__DESCRIPTION OF THE TASK__: In the entries below, how many lines hold the word "reified"? Answer with the number only.

-- AVAILABLE DATA follows --

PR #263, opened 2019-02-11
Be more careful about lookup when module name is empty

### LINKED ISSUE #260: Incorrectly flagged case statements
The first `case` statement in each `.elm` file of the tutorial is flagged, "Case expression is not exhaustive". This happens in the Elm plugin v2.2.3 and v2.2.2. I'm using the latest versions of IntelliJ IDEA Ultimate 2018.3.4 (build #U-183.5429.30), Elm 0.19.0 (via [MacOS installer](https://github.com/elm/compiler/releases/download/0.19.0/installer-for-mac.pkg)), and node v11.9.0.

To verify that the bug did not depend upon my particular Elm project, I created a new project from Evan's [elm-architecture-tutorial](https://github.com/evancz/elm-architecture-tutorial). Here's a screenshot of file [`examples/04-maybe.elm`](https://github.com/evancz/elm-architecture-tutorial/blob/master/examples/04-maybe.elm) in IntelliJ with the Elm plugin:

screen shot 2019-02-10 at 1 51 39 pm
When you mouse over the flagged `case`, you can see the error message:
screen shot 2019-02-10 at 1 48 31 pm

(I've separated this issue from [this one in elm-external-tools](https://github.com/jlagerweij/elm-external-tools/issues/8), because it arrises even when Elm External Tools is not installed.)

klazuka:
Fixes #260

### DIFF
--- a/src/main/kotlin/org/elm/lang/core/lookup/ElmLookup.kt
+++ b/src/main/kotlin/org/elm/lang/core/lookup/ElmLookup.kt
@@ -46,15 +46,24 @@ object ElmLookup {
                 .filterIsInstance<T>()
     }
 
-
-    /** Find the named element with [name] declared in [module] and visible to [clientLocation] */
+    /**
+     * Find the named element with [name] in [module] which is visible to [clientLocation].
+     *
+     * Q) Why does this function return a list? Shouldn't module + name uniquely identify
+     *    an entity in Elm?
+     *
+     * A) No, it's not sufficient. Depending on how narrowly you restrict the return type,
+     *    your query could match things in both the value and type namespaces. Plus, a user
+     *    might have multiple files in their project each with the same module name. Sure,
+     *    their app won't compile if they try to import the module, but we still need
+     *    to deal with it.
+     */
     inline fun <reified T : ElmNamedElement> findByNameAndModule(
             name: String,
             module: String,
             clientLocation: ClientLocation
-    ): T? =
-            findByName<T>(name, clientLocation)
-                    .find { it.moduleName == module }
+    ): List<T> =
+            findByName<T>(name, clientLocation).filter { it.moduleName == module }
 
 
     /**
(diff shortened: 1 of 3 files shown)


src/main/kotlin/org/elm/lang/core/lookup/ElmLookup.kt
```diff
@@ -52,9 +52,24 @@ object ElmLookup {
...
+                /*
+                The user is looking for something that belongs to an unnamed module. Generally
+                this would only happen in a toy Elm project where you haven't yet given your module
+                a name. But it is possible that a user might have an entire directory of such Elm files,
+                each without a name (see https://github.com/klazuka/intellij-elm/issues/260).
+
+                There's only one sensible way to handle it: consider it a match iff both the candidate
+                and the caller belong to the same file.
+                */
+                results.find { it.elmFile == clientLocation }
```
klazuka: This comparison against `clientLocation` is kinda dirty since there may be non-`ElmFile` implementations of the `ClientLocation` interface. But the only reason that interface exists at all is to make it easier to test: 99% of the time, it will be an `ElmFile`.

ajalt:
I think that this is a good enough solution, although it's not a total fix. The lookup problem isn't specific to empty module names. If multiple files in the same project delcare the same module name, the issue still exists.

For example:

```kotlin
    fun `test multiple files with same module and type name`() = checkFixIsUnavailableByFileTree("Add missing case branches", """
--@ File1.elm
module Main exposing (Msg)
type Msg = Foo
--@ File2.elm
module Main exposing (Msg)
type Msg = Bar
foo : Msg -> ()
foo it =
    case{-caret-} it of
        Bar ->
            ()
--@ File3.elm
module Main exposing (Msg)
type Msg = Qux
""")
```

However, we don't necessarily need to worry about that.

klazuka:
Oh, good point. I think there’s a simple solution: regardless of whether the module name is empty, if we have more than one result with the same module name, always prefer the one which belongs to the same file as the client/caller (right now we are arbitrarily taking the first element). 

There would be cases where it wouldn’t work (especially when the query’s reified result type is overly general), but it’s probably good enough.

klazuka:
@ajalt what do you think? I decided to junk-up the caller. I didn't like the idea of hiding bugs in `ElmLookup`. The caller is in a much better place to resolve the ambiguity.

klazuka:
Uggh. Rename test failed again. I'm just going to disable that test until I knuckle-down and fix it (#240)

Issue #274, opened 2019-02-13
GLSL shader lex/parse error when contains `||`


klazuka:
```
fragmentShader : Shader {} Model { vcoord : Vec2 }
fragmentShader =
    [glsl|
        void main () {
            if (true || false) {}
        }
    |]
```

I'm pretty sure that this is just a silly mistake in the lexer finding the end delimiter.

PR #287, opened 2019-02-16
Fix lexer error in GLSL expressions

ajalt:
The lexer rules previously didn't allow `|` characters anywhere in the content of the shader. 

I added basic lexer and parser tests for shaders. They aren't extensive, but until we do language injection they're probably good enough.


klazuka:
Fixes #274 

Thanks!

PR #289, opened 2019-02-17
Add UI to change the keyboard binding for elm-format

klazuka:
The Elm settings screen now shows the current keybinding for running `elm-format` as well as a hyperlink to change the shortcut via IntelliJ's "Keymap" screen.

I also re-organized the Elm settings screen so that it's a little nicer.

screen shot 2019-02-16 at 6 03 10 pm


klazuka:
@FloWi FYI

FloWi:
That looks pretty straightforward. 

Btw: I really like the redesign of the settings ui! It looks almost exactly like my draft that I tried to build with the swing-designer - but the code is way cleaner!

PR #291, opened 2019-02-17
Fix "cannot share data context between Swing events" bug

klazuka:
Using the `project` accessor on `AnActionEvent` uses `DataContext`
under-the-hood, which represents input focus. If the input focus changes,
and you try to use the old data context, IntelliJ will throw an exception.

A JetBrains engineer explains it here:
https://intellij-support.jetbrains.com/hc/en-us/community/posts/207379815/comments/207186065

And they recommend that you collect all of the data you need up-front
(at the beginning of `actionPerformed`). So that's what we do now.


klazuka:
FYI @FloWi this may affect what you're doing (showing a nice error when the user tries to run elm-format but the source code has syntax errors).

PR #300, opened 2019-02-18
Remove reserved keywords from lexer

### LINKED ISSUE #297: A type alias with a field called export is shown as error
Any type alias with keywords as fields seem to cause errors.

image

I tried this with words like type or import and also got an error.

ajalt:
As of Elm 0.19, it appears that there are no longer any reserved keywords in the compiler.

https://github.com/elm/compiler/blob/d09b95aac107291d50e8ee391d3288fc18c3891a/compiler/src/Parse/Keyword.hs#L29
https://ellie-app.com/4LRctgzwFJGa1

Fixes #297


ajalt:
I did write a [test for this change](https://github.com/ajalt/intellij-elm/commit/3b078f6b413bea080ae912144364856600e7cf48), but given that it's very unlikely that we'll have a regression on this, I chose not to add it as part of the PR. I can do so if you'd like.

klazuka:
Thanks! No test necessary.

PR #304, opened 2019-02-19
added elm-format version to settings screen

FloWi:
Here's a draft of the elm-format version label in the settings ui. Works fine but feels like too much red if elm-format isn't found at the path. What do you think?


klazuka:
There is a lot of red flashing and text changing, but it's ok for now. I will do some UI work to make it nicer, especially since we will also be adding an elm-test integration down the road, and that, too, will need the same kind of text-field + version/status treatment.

-- AVAILABLE DATA concluded --

__RESULT OF THIS EXERCISE__: 2